Please write out, exactly as given, every line of the entries below up to and including the line with "### LINKED ISSUE".

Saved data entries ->
====

PR #2205, opened 2020-01-13
Don't deny all devices when update cgroup resource

### LINKED ISSUE #2204: Update command causes 'Operation not permitted'
It's first seen in a kubernetes cluster with docker as container runtime. Our users reported that in some situation their bash script failed with message `can't create /dev/null: Operation not permitted`. But `/dev/null` is default device with permission `rwm`, After digging some logs, we found that it can be reproduced in runc by following steps.

1. Run a runc container like "busybox". Suppose this container is called A
2. run `while true;do echo >/dev/null;done` in container
3. runc update --cpu-share 1024 A
4. You will see `sh: can't create /dev/null: Operation not permitted`

The problem is located at https://github.com/opencontainers/runc/blob/master/libcontainer/cgroups/fs/devices.go#L28. By default, if runc wants to allow some devices, it'll first deny all devices then allow specific devices. It's OK when launching a new container, but if you update   the resource of a container, it'll make a change that allowed devices becomes denied first, then allowed, during this period, user app will get `xxx Operation not permitted` error message.

mYmNeo:
Resolve #2204.

Signed-off-by: mYmNeo <thomassong2012@gmail.com>

### DIFF
--- a/libcontainer/cgroups/fs/devices.go
+++ b/libcontainer/cgroups/fs/devices.go
@@ -3,6 +3,8 @@
 package fs
 
 import (
+	"strings"
+
 	"github.com/opencontainers/runc/libcontainer/cgroups"
 	"github.com/opencontainers/runc/libcontainer/cgroups/fscommon"
 	"github.com/opencontainers/runc/libcontainer/configs"
@@ -11,6 +13,12 @@ import (
 
 type DevicesGroup struct {
 }
+
+type Empty struct{}
+
+var (
+	defaultDevice = &configs.Device{Type: 'a', Major: -1, Minor: -1, Permissions: "rwm"}
+)
 
 func (s *DevicesGroup) Name() string {
 	return "devices"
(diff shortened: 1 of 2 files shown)


libcontainer/cgroups/fs/devices.go
```diff
@@ -78,3 +119,22 @@ func (s *DevicesGroup) Remove(d *cgroupData) error {
 func (s *DevicesGroup) GetStats(path string, stats *cgroups.Stats) error {
 	return nil
 }
+
+func readDevicesExceptDefault(path string) (allowed map[string]Empty, err error) {
+	cgroupData, err := readFile(path, "devices.list")
```
giuseppe: the same check won't be possible with cgroup v2.

Would it be possible to detect whether it is updating an existing cgroup in another way and return early if `cgroup.Resources.Devices` is not defined?

mYmNeo: >

> the same check won't be possible with cgroup v2.
> 
> Would it be possible to detect whether it is updating an existing cgroup in another way and return early if `cgroup.Resources.Devices` is not defined?

Cgroup v2 will use `devices_v2.go` to set configuration, so `readDevicesExceptDefault` won't affect cgroup v2. I'll check if cgroup v2 has interface to query allowed devices.

For current design, I think the answer is no. Because the `update` function only set `cpu, disk or memory`, but cgroup manager only support `Set` interface. This will set and replace all subsystem result.

mYmNeo: @giuseppe I checked cgroup v2 and found that cgroup v2 will not raise `Operation not permitted when invoking `update` function. So I think this patch is only used for cgroup v1

AkihiroSuda:
@giuseppe PTAL again?

libcontainer/cgroups/fs/devices.go
```diff
@@ -32,29 +40,63 @@ func (s *DevicesGroup) Set(path string, cgroup *configs.Cgroup) error {
...
+			if len(file) > 0 {
+				if err := fscommon.WriteFile(path, file, dev.CgroupString()); err != nil {
+					return err
+				}
 			}
 		}
 		return nil
 	}
 	if cgroup.Resources.AllowAllDevices != nil {
 		if *cgroup.Resources.AllowAllDevices == false {
```
cyphar, line 69: This isn't directly related to this patch (and is something we should fix separately), but I've hit this wall while trying to review it.

I've spent a while now trying to understand what the hell this whole `AllowAllDevices`, `AllowedDevices` and `DeniedDevices` stuff is supposed to do and how it interacts with `Devices`. It's been around forever in runc, isn't exposed in the runtime-spec, and isn't even generated by specconv. It appears to be only used for unit testing itself, which seems like a senseless thing to test. Honestly, this patch and many others would be much nicer if we just nuked this from orbit and just had `Devices`.

In the context of this patch, I'm not even sure how to review whether the semantics of the below code are correct -- if I'm correct in my understanding that nothing uses the code, how do we know if the changes make sense...

@crosbymichael Am I missing something? Will something really bad happen if we get rid of it? I remember the `initProcessTime` nightmare when we changed the type of a field in the libcontainer state JSON (which resulted in the whole "migration" fun) -- would something similar happen if we just purged this concept from the codebase?

@AkihiroSuda WDYT? (Since you were the last person to touch it, and I think @crosbymichael and I last looked at this code in 2016.)

libcontainer/cgroups/fs/devices.go
```diff
@@ -32,29 +40,63 @@ func (s *DevicesGroup) Set(path string, cgroup *configs.Cgroup) error {
...
 			if dev.Allow {
 				file = "devices.allow"
 			}
-			if err := fscommon.WriteFile(path, file, dev.CgroupString()); err != nil {
-				return err
+
+			// For the second time set, we don't deny all devices
+			if dev.Type == defaultDevice.Type && len(oldAllowedDevices) != 0 {
+				file = ""
+			}
```
cyphar, line 58: I _really_ don't like this, and after looking at it for a bit I think I'm convinced it isn't right. This code will ignore any update that contains `a` -- but there are valid use-cases for `a` other than "deny everything" (you can allow both character and block devices for a particular major number, for instance). But even if this check was `dev == defaultDevice` it'd still be wrong since you can also allow all devices (though you shouldn't) -- and that would be ignored.

I think the issue is that the caller shouldn't be specifying a default deny rule in the list which we then need to filter out -- that should be done as part of this module. So we figure out what rules we need to specify.

libcontainer/cgroups/fs/devices.go
```diff
@@ -32,29 +40,63 @@ func (s *DevicesGroup) Set(path string, cgroup *configs.Cgroup) error {
...
+				}
 			}
 
-			for _, dev := range cgroup.Resources.AllowedDevices {
-				if err := fscommon.WriteFile(path, "devices.allow", dev.CgroupString()); err != nil {
-					return err
+			newAllowedDevices := make(map[string]Empty)
+			for _, dev := range cgroup.AllowedDevices {
+				newAllowedDevices[dev.CgroupString()] = Empty{}
+			}
```
cyphar, line 80: I think this should loop over `cgroup.Devices` given my previous point about how `AllowedDevices` is actually not used by anything. But as I said, most of this logic needs to be torched -- I just wrote a very long block of text about how this patch doesn't handle denying no longer allowed devices, only to realise that this code block actually is used, and in theory does handle that problem...

cyphar:
After looking at this patch and the cgroup code, I've decided I'm just going to do a big cleanup and include a fix for this problem as part of it.

mYmNeo:
> After looking at this patch and the cgroup code, I've decided I'm just going to do a big cleanup and include a fix for this problem as part of it. Thanks for the head-start @mYmNeo -- and my apologies, as this really isn't the best bit of the codebase to touch if you want to have a fun time.

Looking forward to the fix patch.

cyphar:
#2391 is the follow-up for this PR.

====

WRITTEN RESPONSE ->
PR #2205, opened 2020-01-13
Don't deny all devices when update cgroup resource

### LINKED ISSUE #2204: Update command causes 'Operation not permitted'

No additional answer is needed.